*** Opening EXTRACTED INFORMATION ***
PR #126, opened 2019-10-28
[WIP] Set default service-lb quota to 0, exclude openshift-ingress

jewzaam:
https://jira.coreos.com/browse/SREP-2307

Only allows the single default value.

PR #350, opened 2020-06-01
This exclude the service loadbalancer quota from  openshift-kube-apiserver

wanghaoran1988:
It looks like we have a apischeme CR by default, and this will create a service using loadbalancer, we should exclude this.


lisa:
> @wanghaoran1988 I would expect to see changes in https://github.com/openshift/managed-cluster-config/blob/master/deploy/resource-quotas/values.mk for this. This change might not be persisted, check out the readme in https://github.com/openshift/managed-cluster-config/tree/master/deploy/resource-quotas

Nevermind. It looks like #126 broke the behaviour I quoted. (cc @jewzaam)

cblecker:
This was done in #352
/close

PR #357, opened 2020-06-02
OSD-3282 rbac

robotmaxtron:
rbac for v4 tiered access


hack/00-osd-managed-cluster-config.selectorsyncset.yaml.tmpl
*** Closing EXTRACTED INFORMATION ***
*** Opening EXTRACTED INFORMATION ***
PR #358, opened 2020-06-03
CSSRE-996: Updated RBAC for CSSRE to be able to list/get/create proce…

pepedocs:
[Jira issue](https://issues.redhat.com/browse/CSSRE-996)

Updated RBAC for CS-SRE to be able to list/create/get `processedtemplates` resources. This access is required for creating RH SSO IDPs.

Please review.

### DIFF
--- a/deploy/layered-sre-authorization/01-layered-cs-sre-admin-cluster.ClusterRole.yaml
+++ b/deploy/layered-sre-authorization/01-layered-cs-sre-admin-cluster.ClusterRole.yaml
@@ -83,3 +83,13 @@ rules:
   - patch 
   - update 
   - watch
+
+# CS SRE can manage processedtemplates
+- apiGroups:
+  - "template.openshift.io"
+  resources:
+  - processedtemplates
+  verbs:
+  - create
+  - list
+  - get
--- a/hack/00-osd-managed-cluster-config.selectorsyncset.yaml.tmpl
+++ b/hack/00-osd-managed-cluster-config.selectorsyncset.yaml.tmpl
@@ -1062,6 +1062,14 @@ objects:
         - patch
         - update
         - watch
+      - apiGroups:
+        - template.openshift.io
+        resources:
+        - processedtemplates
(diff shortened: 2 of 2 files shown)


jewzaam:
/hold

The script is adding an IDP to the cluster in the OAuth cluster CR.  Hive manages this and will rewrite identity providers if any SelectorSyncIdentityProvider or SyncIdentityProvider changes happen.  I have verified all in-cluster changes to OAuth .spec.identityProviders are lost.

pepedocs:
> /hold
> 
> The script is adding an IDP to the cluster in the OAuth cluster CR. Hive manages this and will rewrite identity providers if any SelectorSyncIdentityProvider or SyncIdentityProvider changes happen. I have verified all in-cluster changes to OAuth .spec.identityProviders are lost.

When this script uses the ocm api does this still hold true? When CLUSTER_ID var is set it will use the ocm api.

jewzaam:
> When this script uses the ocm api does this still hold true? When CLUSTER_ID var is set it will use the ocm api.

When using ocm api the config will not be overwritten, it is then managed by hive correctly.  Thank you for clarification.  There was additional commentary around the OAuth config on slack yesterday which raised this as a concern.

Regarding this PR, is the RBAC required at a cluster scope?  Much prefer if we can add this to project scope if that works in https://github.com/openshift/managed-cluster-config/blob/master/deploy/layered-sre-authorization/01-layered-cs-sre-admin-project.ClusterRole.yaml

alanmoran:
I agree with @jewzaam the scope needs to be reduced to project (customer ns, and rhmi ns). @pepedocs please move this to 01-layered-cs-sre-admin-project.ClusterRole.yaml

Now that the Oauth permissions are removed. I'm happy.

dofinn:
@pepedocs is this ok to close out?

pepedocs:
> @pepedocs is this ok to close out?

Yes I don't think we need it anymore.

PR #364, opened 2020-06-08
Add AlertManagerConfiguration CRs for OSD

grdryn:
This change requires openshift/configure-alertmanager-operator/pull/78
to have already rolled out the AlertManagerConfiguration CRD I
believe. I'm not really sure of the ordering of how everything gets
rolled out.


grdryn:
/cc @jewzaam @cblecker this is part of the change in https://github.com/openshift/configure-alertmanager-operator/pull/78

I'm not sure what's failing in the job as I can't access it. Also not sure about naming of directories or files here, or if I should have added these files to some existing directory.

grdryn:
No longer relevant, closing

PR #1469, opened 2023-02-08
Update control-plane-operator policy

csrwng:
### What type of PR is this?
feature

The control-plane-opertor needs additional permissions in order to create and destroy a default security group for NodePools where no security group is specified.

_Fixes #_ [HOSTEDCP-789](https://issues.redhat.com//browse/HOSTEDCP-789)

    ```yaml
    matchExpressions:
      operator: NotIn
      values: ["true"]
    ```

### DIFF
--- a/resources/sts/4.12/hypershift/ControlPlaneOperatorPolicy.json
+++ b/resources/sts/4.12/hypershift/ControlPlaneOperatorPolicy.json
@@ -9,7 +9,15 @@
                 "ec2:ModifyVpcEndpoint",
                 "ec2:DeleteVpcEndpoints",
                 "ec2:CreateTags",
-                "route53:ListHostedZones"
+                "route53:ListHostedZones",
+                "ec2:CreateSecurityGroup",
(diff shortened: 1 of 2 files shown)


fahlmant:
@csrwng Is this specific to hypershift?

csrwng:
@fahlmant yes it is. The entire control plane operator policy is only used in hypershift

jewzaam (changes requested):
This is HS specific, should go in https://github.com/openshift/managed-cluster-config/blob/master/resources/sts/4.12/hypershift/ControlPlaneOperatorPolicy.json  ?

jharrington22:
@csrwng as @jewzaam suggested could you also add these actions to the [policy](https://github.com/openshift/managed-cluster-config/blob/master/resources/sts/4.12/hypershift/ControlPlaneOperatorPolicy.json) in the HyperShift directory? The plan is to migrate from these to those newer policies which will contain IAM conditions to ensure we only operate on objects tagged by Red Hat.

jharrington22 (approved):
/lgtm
*** Closing EXTRACTED INFORMATION ***
*** Opening EXTRACTED INFORMATION ***
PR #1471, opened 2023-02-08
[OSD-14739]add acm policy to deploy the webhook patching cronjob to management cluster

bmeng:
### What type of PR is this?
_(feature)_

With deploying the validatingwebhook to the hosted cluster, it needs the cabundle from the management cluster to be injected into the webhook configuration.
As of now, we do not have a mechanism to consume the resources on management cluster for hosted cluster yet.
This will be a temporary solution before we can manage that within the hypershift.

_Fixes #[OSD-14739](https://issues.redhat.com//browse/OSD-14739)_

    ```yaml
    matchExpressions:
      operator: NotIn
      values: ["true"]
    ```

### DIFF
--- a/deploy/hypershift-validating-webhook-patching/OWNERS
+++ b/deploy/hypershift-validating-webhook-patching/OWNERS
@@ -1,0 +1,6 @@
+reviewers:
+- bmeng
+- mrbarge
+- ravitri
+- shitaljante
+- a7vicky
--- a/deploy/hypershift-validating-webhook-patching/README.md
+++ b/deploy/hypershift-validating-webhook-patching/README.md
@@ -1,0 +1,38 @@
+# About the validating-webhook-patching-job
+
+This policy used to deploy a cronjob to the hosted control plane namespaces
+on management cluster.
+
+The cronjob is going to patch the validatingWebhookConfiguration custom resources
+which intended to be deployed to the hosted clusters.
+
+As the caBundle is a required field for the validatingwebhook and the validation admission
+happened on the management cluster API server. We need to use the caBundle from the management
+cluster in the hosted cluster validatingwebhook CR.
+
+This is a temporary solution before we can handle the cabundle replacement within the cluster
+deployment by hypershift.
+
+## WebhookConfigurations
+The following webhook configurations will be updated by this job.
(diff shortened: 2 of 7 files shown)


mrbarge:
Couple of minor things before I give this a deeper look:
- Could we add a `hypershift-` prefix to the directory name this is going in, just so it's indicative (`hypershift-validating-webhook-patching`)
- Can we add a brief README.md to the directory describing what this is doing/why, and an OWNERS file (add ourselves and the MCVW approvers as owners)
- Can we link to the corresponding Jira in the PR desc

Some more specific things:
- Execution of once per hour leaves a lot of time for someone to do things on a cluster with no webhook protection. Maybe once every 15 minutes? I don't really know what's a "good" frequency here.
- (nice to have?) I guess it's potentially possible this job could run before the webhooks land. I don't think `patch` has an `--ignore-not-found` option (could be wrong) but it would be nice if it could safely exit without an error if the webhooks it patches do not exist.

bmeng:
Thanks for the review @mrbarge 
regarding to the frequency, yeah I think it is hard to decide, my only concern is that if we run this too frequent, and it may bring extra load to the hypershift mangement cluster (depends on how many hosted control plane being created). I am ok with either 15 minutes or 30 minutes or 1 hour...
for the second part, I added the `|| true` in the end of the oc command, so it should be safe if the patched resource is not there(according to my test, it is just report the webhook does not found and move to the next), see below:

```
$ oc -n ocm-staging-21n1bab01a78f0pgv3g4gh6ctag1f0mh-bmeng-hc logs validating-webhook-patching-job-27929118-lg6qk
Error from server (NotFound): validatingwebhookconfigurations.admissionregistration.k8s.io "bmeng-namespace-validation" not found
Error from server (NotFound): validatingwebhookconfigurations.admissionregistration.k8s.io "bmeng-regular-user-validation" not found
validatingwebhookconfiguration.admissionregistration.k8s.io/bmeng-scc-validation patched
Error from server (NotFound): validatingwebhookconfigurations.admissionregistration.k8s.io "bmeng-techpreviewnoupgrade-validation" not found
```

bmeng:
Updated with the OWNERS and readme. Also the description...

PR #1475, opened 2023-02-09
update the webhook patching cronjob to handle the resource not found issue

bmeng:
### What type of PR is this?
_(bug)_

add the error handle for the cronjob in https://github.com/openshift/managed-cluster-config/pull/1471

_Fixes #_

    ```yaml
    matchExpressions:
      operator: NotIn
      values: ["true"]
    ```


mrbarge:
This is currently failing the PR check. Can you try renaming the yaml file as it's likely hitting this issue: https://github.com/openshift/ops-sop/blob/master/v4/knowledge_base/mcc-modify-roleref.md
*** Closing EXTRACTED INFORMATION ***
__WORK REQUIRED__.
Look above for the line with "the validation admission" and the line with "Couple of minor"; transcribe both and all lines in between, exactly, and nothing else.

__YOUR SOLUTION__.
+As the caBundle is a required field for the validatingwebhook and the validation admission
+happened on the management cluster API server. We need to use the caBundle from the management
+cluster in the hosted cluster validatingwebhook CR.
+
+This is a temporary solution before we can handle the cabundle replacement within the cluster
+deployment by hypershift.
+
+## WebhookConfigurations
+The following webhook configurations will be updated by this job.
(diff shortened: 2 of 7 files shown)


mrbarge:
Couple of minor things before I give this a deeper look:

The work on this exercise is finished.